Bottom-Up Distributed Scheduler:
Ray needs to dynamically schedule millions of tasks per second, tasks which may take as little as a few milliseconds. To satisfy the above requirements, they design a two-level hierarchical scheduler consisting of a global scheduler and per-node local schedulers.
A local scheduler first tries to schedules tasks locally unless the node is overloaded (i.e., its local task queue exceeds a predefined threshold), or it cannot satisfy a task’s requirements (e.g., lacks a GPU). If a local scheduler decides not to schedule a task locally, it forwards it to the global scheduler. The global scheduler considers each node’s load and task’s constraints to make scheduling decisions.
The global scheduler gets the queue size at each node and the node resource availability via heartbeats, and the location of the task’s inputs and their sizes from GCS. The global scheduler selects the node which provides the lowest estimated waiting time. ( The sum of queuing delay and data transfer time.)
In-memory Distributed Object store:
On each node, we implement the object store via shared memory. This allows zero-copy data sharing between tasks running on the same node. If a task’s inputs are not local, the inputs are replicated to the local object store before execution. Also, a task writes its outputs to the local object store.
For low latency, we keep objects entirely in memory and evict them as needed to disk using an LRU policy.
One of the nice things of this decentralized design where you have seperate schedulers and metadata storage is that you can scale these things independently.
 Most cluster computing frameworks, such as Spark, CIEL, and Dryad implement a centralized scheduler, which can provide locality but at latencies in the tens of ms. Distributed schedulers such as work stealing, Sparrow and Canary can achieve high scale, but they either don’t consider data locality(work stealing) or assume tasks belong to independent jobs(Sparrow), or assume the computation graph is known(Canary).

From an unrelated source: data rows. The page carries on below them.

PR #2946, opened 2018-12-18
Upgrade front-end & libs to v2.084.0

kinke:


kinke:
Somebody pls have a look at some of the later commits - especially `DtoCheckPragma` & `ldc.arrayinit` - as they got a bit more invasive than initially expected. I only tackled the latter as preparation for the remaining `runnable/betterc.d` issue, where DMD now inlines `_d_arraycopy` for `-betterC` (in their backend, not in the AST).

Besides `runnable/betterc.d`, which strangely passes on Linux (wtf?), there are many strange 32-bit dmd-testsuite crashes on Linux I couldn't reproduce in my Ubuntu 18.04 VM. The rest should be green if I haven't missed anything.

gen/passes/SimplifyDRuntimeCalls.cpp
```diff
@@ -291,6 +293,9 @@ struct LLVM_LIBRARY_VISIBILITY ArraySliceCopyOpt : public LibCallOptimization {
 
     // Equal length and the pointers definitely don't alias, so it's safe to
     // replace the call with memcpy
+    auto Size = Sz != llvm::MemoryLocation::UnknownSize
```
JohanEngelen: more clear to move this 10 lines up and merge it with the `std::uint64_t Sz = llvm::MemoryLocation::UnknownSize;` bit. (such that you don't need `Sz` at all).

gen/arrays.cpp
```diff
@@ -912,7 +914,7 @@ DSliceValue *DtoCatArrays(Loc &loc, Type *arrayType, Expression *exp1,
   }
 
   auto newArray =
-      gIR->funcGen().callOrInvoke(fn, args, ".appendedArray").getInstruction();
+      gIR->CreateCallOrInvoke(fn, args, ".appendedArray").getInstruction();
```
JohanEngelen: the replacement of `funcGen().callOrInvoke` with `CreateCallOrInvoke` will no longer put attributes (such as `readonly`, `nocapture`) on the call site. Is that OK because the attributes are still visible on the runtime function declarations?

JohanEngelen:
Is there anything in particular you are worried about in those commits? I looked at them and, although a lot is going on, it looks OK to me. There is probably a lack of tests for all those pragmas, so can't be sure of no breakage.

gen/arrays.cpp
kinke: Hmm, `CreateCallOrInvoke` is just for convenience and forwards to `funcGen().callOrInvoke`. I added a new overload taking an `ArrayRef` and the optional `isNothrow` arg, which was previously only exposed via `funcGen`, so the functionality is the same. It's just the old `CreateCallOrInvoke` overloads which don't feature the `isNothrow` arg, but all forward to the `funcGen` method.

kinke:
Nothing in particular, it's just the `a lot is going on`. ;)

gen/passes/SimplifyDRuntimeCalls.cpp
kinke: Yep, good idea.

gen/arrays.cpp
JohanEngelen: ah, oops, I thought it was the other way around (`funcGen().callOrInvoke` forwarding to `CreateCallOrInvoke`). Sorry for the noise.

kinke:
The slice copy optimization wasn't really needed either, but I thought it deserves a bit of attention.
```D
int[10] a1 = void;
int[10] a2 = void;
a1[] = a2[];
```

Old IR:
```LL
  %a1 = alloca [10 x i32], align 4                ; [#uses = 2, size/byte = 40]
  %a2 = alloca [10 x i32], align 4                ; [#uses = 1, size/byte = 40]
  %1 = bitcast [10 x i32]* %a2 to i32*            ; [#uses = 1]
  %2 = insertvalue { i64, i32* } { i64 10, i32* undef }, i32* %1, 1 ; [#uses = 2]
  %3 = bitcast [10 x i32]* %a1 to i32*            ; [#uses = 1]
  %4 = bitcast i32* %3 to i8*                     ; [#uses = 1]
  %.ptr = extractvalue { i64, i32* } %2, 1        ; [#uses = 1]
  %5 = bitcast i32* %.ptr to i8*                  ; [#uses = 1]
  %.len = extractvalue { i64, i32* } %2, 0        ; [#uses = 1]
  %6 = mul i64 %.len, 4                           ; [#uses = 1]
  call void @_d_array_slice_copy(i8* nocapture %4, i64 40, i8* nocapture %5, i64 %6) #1
  %7 = bitcast [10 x i32]* %a1 to i32*            ; [#uses = 1]
  %8 = insertvalue { i64, i32* } { i64 10, i32* undef }, i32* %7, 1 ; [#uses = 0]
  ret void
```

New IR:
```
  %a1 = alloca [10 x i32], align 4                ; [#uses = 2, size/byte = 40]
  %a2 = alloca [10 x i32], align 4                ; [#uses = 1, size/byte = 40]
  %1 = bitcast [10 x i32]* %a2 to i32*            ; [#uses = 2]
  %2 = insertvalue { i64, i32* } { i64 10, i32* undef }, i32* %1, 1 ; [#uses = 0]
  %3 = bitcast [10 x i32]* %a1 to i32*            ; [#uses = 1]
  %4 = bitcast i32* %3 to i8*                     ; [#uses = 1]
  %5 = bitcast i32* %1 to i8*                     ; [#uses = 1]
  call void @llvm.memcpy.p0i8.p0i8.i64(i8* align 1 %4, i8* align 1 %5, i64 40, i1 false)
  %6 = bitcast [10 x i32]* %a1 to i32*            ; [#uses = 1]
  %7 = insertvalue { i64, i32* } { i64 10, i32* undef }, i32* %6, 1 ; [#uses = 0]
  ret void
```

This optimization doesn't check for overlap, but neither does the existing optimization for static arrays on both sides (`a1 = a2`).

---

As to the actual `_d_array_slice_copy` -betterC issue, I'm just not convinced inlining in each backend is the way to go, considering the number of still missing similar functions and the hassle of emitting such code (compared to writing 3 lines in D), so I disabled that subtest for now.

kinke:
Btw, the bounds are still checked for
```D
int[10] a1 = void;
int[10] a2 = void;
a1[0..256] = a2[0..256];
```

kinke:
Travis OSX (64-bit only):
```
c++ -m64 -c runnable/extra-files/cpp_stdlib.cpp -o ../../../../ninja-ldc/dmd-testsuite-debug/runnable/cpp_stdlib.cpp.o -std=c++11 -std=c++11
runnable/extra-files/cpp_stdlib.cpp:1:10: fatal error: 'array' file not found
2980: #include <array>
2980:          ^~~~~~~
2980: 1 error generated.
```

Any idea what's missing? Incomplete Xcode installation?!

kinke:
Btw @JohanEngelen, the strange LLVM 7.0 crashes for Travis are apparently back, master failed too...

thewilsonator:
> `-std=c++11 -std=c++11`

One of those should be a `-stdlib=libc++`.

JohanEngelen:
> considering the number of still missing similar functions

How many functions are we talking about?
What is `_d_array_slice_copy` supposed to do with `-betterC` when the slices overlap, lengths disagree, or nullptrs?

kinke:
> How many functions are we talking about?

I don't know exactly, but inlining every non-templated runtime function usable/useful in `-betterC` (`_d_array_assign_{l,r}` etc.) sounds horrifying.

> What is _d_array_slice_copy supposed to do with -betterC when the slices overlap, lengths disagree, or nullptrs?

I guess it depends on the new `-checkaction` switch, but presumably either calling C assert or emitting an unreachable.

JohanEngelen:
We could try forcing cross module inlining them? (i.e. inlining them from D source)

kinke:
Nope, the regular D version throws Errors, and exceptions aren't supported by `-betterC`. Or do you mean having specific betterC versions of these functions in druntime and inlining them? That might work, but anyway, I don't see this as high priority. Walter chose to tackle/inline that specific use case and added a test for it; as an LDC `-betterC` user, I would go ahead and implement my own `_d_array_slice_copy` in a few lines for the time being.

This stuff (compiler support functions) needs to be tackled with a clear strategy IMO, for bare-metal and `-betterC` friendliness.

kinke:
Wrt. 32-bit Linux dmd-testsuite-failures, running a single one of them manually (via SSH directly on CI test machine) works. According to the logs, it seems like there are conflicts wrt. generated temp filenames for tests running in parallel:
```
Test runnable/a17.d failed: ../../../../ninja-ldc/dmd-testsuite-debug_32/17048cdb74d71bd8683b1617baab89f0b04fa1f3132184ee8ffebe912b90308: No such file or directory
Test runnable/argufilem.d failed: ../../../../ninja-ldc/dmd-testsuite-debug_32/17048cdb74d71bd8683b1617baab89f0b04fa1f3132184ee8ffebe912b90308: No such file or directory
Test runnable/bug16146.d failed: ../../../../ninja-ldc/dmd-testsuite-debug_32/17048cdb74d71bd8683b1617baab89f0b04fa1f3132184ee8ffebe912b90308: No such file or directory
Test runnable/cov2.d failed: ../../../../ninja-ldc/dmd-testsuite-debug_32/17048cdb74d71bd8683b1617baab89f0b04fa1f3132184ee8ffebe912b90308: No such file or directory
...
```

I didn't spot relevant changes in `d_do_test.d` or `std.random` though after a quick glance.

kinke:
Argh I think I found the culprit:
```D
private ulong bootstrapSeed() @nogc nothrow
{
    ulong result = void;
    enum ulong m = 0xc6a4_a793_5bd1_e995UL; // MurmurHash2_64A constant.
    void updateResult(ulong x)
    {
        x *= m;
        x = (x ^ (x >>> 47)) * m;
        result = (result ^ x) * m;
    }
    import core.thread : getpid, Thread;
    import core.time : MonoTime;

    updateResult(cast(ulong) cast(void*) Thread.getThis());
    updateResult(cast(ulong) getpid());
    updateResult(cast(ulong) MonoTime.currTime.ticks);
    //printf(".: bootstrap seed [early]: %llx\n", result);
    result = (result ^ (result >>> 47)) * m;
    result = result ^ (result >>> 47);
    //printf(".: bootstrap seed: %llx\n", result);
    return result;
}
```

With `-O`, the result of this is `undef` in IR, due to `result` not being initialized (`= void`)...

JohanEngelen:
Nice find. Small note: the optimizer plays no role. Using an uninitialized value is UB in D. https://dlang.org/spec/declaration.html#void_init

kinke:
Finally green.

n8sh:
Upstreamed the std.random fix.
https://github.com/dlang/phobos/pull/6833

JohanEngelen:
The `core.thread` issue with `-O` in Windows is probably because those tests are wrong. 
```
mixin("asm pure nothrow @nogc { mov "~REG~", 0xFFFFFFFFFFFFFFFF; }");
zeroRegister.call();
mixin("asm pure nothrow @nogc { mov after, "~REG~"; }");
```
Allthough callee `zeroRegister.call()` shouldn't change the register tested (before==after the call), but the caller itself (`testNonvolatileRegister`) is allowed to change the registers in between those 3 lines of code: setting up the call to `zeroRegister.call()` may involve changing those registers.

kinke:
I extracted the test in a separate module and looked at the optimized IR (not the asm) - it was fine, register being set, then the `zeroRegister.call()` call, then register being read again. The inline asm constraints/clobbers were okay too. And it also worked as expected.
So I guess it's due to some additional inlining going on if directly in `core.thread`, where the `Fiber` implementation and the support functions reside. What's strange is that that module wasn't touched at all.

gen/passes/SimplifyDRuntimeCalls.cpp
kinke: [`Sz` is needed for the alias check in the lines inbetween.]

PR #2951, opened 2018-12-22
Support external wasm-ld linker for WebAssembly targets

kinke:
Overridable with `-linker`. See https://forum.dlang.org/post/qruindgwgbtmuccfujnp@forum.dlang.org.

### DIFF
--- a/tests/baremetal/lit.local.cfg
+++ b/tests/baremetal/lit.local.cfg
@@ -1,4 +1,16 @@
+import subprocess
+
 # Define `%baremetal_args` as LDC args making sure
 # * no ldc2.conf file is used (=> no implicit command-line args), and
 # * the empty object.d in ./inputs is imported (=> no TypeInfo, ModuleInfo, Object...).
 config.substitutions.append( ('%baremetal_args', '-conf= -I' + config.test_source_root + '/baremetal/inputs') )
+
+# Add "link_WebAssembly" feature if we can link wasm (-link-internally or wasm-ld in PATH).
+if config.ldc_with_lld:
+    config.available_features.add('link_WebAssembly')
+else:
+    try:
+        if (subprocess.call(["wasm-ld", "--version"]) == 0):
+            config.available_features.add('link_WebAssembly')
+    except OSError:
+        pass
--- a/tests/baremetal/wasm.d
+++ b/tests/baremetal/wasm.d
@@ -1,7 +1,8 @@
 // Compile and link directly to WebAssembly.
 
 // REQUIRES: target_WebAssembly
-// RUN: %ldc -mtriple=wasm32-unknown-unknown-wasm %s %baremetal_args
+// REQUIRES: internal_lld
+// RUN: %ldc -mtriple=wasm32-unknown-unknown-wasm -link-internally %s %baremetal_args
 
 extern(C): // no mangling, no arguments order reversal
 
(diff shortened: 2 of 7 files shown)


kinke:
@JohanEngelen: `link_WebAssembly` lit feature added.

tests/baremetal/wasm.d
```diff
@@ -1,7 +1,8 @@
 // Compile and link directly to WebAssembly.
 
 // REQUIRES: target_WebAssembly
-// RUN: %ldc -mtriple=wasm32-unknown-unknown-wasm %s %baremetal_args
+// REQUIRES: internal_lld
+// RUN: %ldc -mtriple=wasm32-unknown-unknown-wasm -link-internally %s %baremetal_args
```
kinke: This is a bit unfortunate - due to `%baremetal_args` disabling the config file, `-link-internally` isn't used by default, so it needs to be explicit, otherwise an external `wasm-ld` is required.

tests/baremetal/lit.local.cfg
```diff
@@ -1,4 +1,16 @@
+import subprocess
+
 # Define `%baremetal_args` as LDC args making sure
 # * no ldc2.conf file is used (=> no implicit command-line args), and
 # * the empty object.d in ./inputs is imported (=> no TypeInfo, ModuleInfo, Object...).
 config.substitutions.append( ('%baremetal_args', '-conf= -I' + config.test_source_root + '/baremetal/inputs') )
+
+# Add "link_WebAssembly" feature if we can link wasm (-link-internally or wasm-ld in PATH).
+if config.ldc_with_lld:
+    config.available_features.add('link_WebAssembly')
```
JohanEngelen: Are you sure about this? Isn't it more straightforward if `link_WebAssembly` means we can externally link with Wasm?

kinke: [It's not entirely sufficient, as the LLD version must be 6+ IIRC.] I don't have a strong opinion about it, but these 2 conditions allow you to link wasm in the tests, as long as not using `-conf=` (e.g., just `-betterC`, which is what >99% of users will probably do).
The 3 main CI systems (using our LLVM/LLD fork) now have a `wasm-ld` in their PATH, so it doesn't really matter for CI either - but the PATH adaptations aren't required anymore with the last commit.

JohanEngelen: If I build LDC with internal LLD, but do not have wasm-ld installed, will the test with `link_WebAssembly` try the internal LLD? Or would LDC with internal LLD automatically use the internal linker?

kinke: > If I build LDC with internal LLD, but do not have wasm-ld installed, will the test with link_WebAssembly try the internal LLD?

Yes, and succeed, that's the point.

> Or would LDC with internal LLD automatically use the internal linker?

It does automatically, as the wasm section in ldc2.conf specifies `-link-internally` when building with internal LLD. But the other `wasm.d` test is a minimalistic bare-metal test, disabling the conf file, that's why I have to specify `-link-internally` manually (the other option: making that test depend on an external wasm-ld, as it did after the first commit).

JohanEngelen: OK

kinke:
Good to go?

JohanEngelen:
lgtm

PR #2952, opened 2018-12-22
Add internal_lld Lit-test feature.

JohanEngelen:
This prevents test failures when LDC is built without internal LLD.

### DIFF
--- a/tests/baremetal/wasm.d
+++ b/tests/baremetal/wasm.d
@@ -1,7 +1,6 @@
 // Compile and link directly to WebAssembly.
 
 // REQUIRES: target_WebAssembly
-// REQUIRES: internal_lld
 
 // RUN: %ldc -mtriple=wasm32-unknown-unknown-wasm -link-internally %s %baremetal_args
 
--- a/tests/baremetal/wasm.d
+++ b/tests/baremetal/wasm.d
@@ -1,7 +1,6 @@
 // Compile and link directly to WebAssembly.
 
 // REQUIRES: target_WebAssembly
-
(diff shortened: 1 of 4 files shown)


kinke:
https://github.com/ldc-developers/ldc/pull/2951 makes these tests work without LLD integration, as long as `wasm-ld` is installed or an appropriate `-linker=...` is set in ldc2.conf.

kinke:
> The problem is that testing needs to pass with LLVM Wasm backend but without all the other required pieces

That depends on the desired semantics; as stated above, I'd prefer 'does generating wasm work on the test system if the wasm LLVM backend is available?' over 'does generating wasm work if the test system fulfills all requirements'. So that a user knows that he can't generate .wasm as long as he doesn't have a linker, and doesn't assume it's working because it works with an official package and his test run is green. Well, thinking about it, we have quite a bunch of tests which are only run if the test system matches certain requirements, so you're probably right with `link_Webassembly` being required as proper solution.

> In any case, if -link-internally is used, we need a feature to say that such test requires that. (so that's independent of wasm)

Yep, that's fine for the single Windows-only test after #2951.

JohanEngelen:
Can you please add a `link_WebAssembly` feature in another PR? Lit tests have been broken on my machine for quite a while because of this. It's annoying. I don't have the Wasm stuff installed, and tbh wouldn't even know what all required pieces are.
(a good reason for having `target_WebAssembly` without linking capability is the same as what I mentioned in another recent PR: it is good to have as many tests enabled as possible on all platforms, especially developer platforms. That way, you can see tests fail during development. Specifically for wasm, having `target_WebAssembly` enables testing on IR level without always having to link.)

PR #2955, opened 2018-12-23
Enable LLVM 7.0.1 test on Travis

JohanEngelen:


JohanEngelen:
@kinke The LLVM 7 segfaults, were they spurious or always happening?

kinke:
IIRC, always happening.

.travis.yml
```diff
@@ -31,7 +30,7 @@ matrix:
 
 cache:
   directories:
-    - llvm-7.0.0
+    - llvm-7.0.1
```
kinke: Caching 7.0.0 would still pay off for the OSX job (for which there's apparently no 7.0.1 download yet; IIRC, they don't publish OSX download for minor releases).

JohanEngelen: good catch

JohanEngelen:
> IIRC, always happening.

OK. Build succeeded twice now, so let's merge and see.

PR #2965, opened 2019-01-15
Fix XRay with LLVM 7 and enable testing (fix typo).

JohanEngelen:


JohanEngelen:
XRay needed functionality from C++ stdlib, see: https://bugs.llvm.org/show_bug.cgi?id=32274
This was fixed since LLVM 7.
On Darwin, apparently it is not needed to explicitly link with C++ stdlib (on my machine, Travis, and CircleCI).

kinke:
The lit-tests are fine and take the usual time; the AppVeyor speed is reduced unfortunately so both jobs timed out after 1h. They seem to have multiple clouds with significant performance differences, and the slow one (e.g., lit-tests taking over 60 secs, while the faster ones take ~45 secs and around ~45 min for a full job) seems to be used more frequently lately (cheaper?).

JohanEngelen:
I actually got XRay to work on Linux, but a bunch of additional stuff was needed. Included all in this PR.

driver/linker-gcc.cpp
```diff
@@ -61,6 +61,8 @@ class ArgsBuilder {
   virtual void addCppStdlibLinkFlags(const llvm::Triple &triple);
   virtual void addProfileRuntimeLinkFlags(const llvm::Triple &triple);
   virtual void addXRayLinkFlags(const llvm::Triple &triple);
+  virtual bool addWholeRTLinkFlags(llvm::StringRef baseName,
+                                   const llvm::Triple &triple);
```
kinke: I find the name a bit misleading (whole RT); something like `addWholeCompilerRTArchive` or so might be better. As it currently doesn't enforce the whole archive on Mac, is that as intended (then it should probably be XRay specific and named appropriately) or should it be `-force_load bla.a` (ld64 args) there?

JohanEngelen: I changed the name.
It's what clang does (no whole-archive needed on darwin).

PR #2970, opened 2019-01-19
Travis: Disable Linux LLVM 7.0.1 job (C++ compiler ABI mismatch?)

kinke:
This only *appeared* to work, as long as the official prebuilt 7.0.1 archive wasn't available for download (I guess). The 'successful' [job](https://travis-ci.org/ldc-developers/ldc/jobs/471620842) in #2955 used a preinstalled LLVM 5.0.0 (`/usr/local/clang-5.0.0`).

### DIFF
--- a/.travis.yml
+++ b/.travis.yml
@@ -4,9 +4,10 @@ sudo: false
 
 matrix:
   include:
-    - os: linux
-      d: ldc
-      env: LLVM_VERSION=7.0.1 OPTS="-DBUILD_SHARED_LIBS=ON"
+    # FIXME: strange crashes, possibly due to C++ compiler mismatch
+    #- os: linux
+    #  d: ldc
+    #  env: LLVM_VERSION=7.0.1 OPTS="-DBUILD_SHARED_LIBS=ON"
     - os: linux
       d: ldc-beta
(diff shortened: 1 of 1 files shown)


JohanEngelen:
Instead of disabling, shall we mark it as "allowed failure" ?

kinke:
That'd be just a waste of resources IMO, as long as the C++ compiler doesn't change.

JohanEngelen:
What C++ compiler is used to build the LLVM release binaries? AFAICT gcc-4.9 is used for LLVM's nightly builds on Ubuntu Trusty, which is also what we use.

kinke:
We're using their official builds, not the nightlies. I guess it's clang, and clang v7 introduced some ABI incompatibility they already fixed in master IIRC; that's why they have been talking about releasing a 7.1 (7.0.1 + that breaking ABI fix).

JohanEngelen:
... I mentioned the nightlies because it may be the same compiler for their releases. I've asked the provider of the ubuntu binaries about what compiler was used.

bug report: https://bugs.llvm.org/show_bug.cgi?id=39427

JohanEngelen:
Disappointed that you merged this without opening an issue about re-enabling it.

kinke:
It's been disabled for a while until you enabled it. Instead of feelin g disappointed, just open an issue yourself if you find it worth it, as I clearly don't.

PR #2971, opened 2019-01-19
Support templated LLVM intrinsics with vector arguments

### LINKED ISSUE #2962: ICE: intrinsic with vector arguments
Testcase that segfaults:
```d
import core.simd;

pragma(LDC_intrinsic, "llvm.fshl.i#")
    T llvm_fshl(T)(T a, T b, T shift)
        if (__traits(isIntegral, T));

int4 rotateLeftIntrinsic(int4 x, int4 bits) {
    return llvm_fshl(x, x, bits);
}
```
https://d.godbolt.org/z/XUvSX9

Apparently vector types pass the `isIntegral` test. At the least, we shouldn't crash on this.

kinke:
Fixes #2962.

### DIFF
--- a/gen/llvmhelpers.cpp
+++ b/gen/llvmhelpers.cpp
@@ -1302,32 +1302,38 @@ static char *DtoOverloadedIntrinsicName(TemplateInstance *ti,
   assert(ti->tdtypes.dim == 1);
   Type *T = static_cast<Type *>(ti->tdtypes.data[0]);
 
-  char prefix = T->isreal() ? 'f' : T->isintegral() ? 'i' : 0;
-  if (!prefix) {
+  char prefix;
+  if (T->isfloating() && !T->iscomplex()) {
+    prefix = 'f';
+  } else if (T->isintegral()) {
+    prefix = 'i';
+  } else {
     ti->error("has invalid template parameter for intrinsic: `%s`",
               T->toChars());
     fatal(); // or LLVM asserts
   }
 
-  llvm::Type *dtype(DtoType(T));
-  char tmp[21]; // probably excessive, but covers a uint64_t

Maintaining the lineage of an execution gives us fast recover time. We only need to replay the work lost to continue executing. However, recording the lineage adds significant overhead to normal execution. We need extra work to record lineage of each task and must commit a task's lineage before task start executing. Thus, we have an interesting tradeoff(as identified in Drizzle paper) between fast execution without failures and fast recovery during failures.
To get both fast task execution and fast failure recovery, Ray implements Lineage Stash. We have lineage stash at each node which looks like in-memory subgraph. Thus, instead of writing the lineage to the Global storage, the local scheduler will write the lineage to its local stash and then forward the task as well as the uncommitted lineage to remote node. Ray will asynchronously commit the uncommitted lineage to avoid huge lineages.
The paper provides some evaluation of Ray on training, serving and simulation. The key takeaway is that the performance of Ray matches the existing frameworks on traditional ML workloads and it either outperforms or support some missing features of other frameworks on RL workloads.
Specifically, it matches the training performance of the state-of-the-art frameworks:
Images per second reached when distributing the training of a ResNet-101 TensorFlow model
Throughput comparisons for Clipper and Ray for two embedded serving workloads
However, it worth noting that this might not be a fair comparison, because Ray focuses primarily on the embedded serving of models to simulators running within the same dynamic task graph (e.g., within an RL application on Ray). In contrast, systems like Clipper focus on serving predictions to external clients
Ray allows for better utilization when running heterogeneous simulations at scale.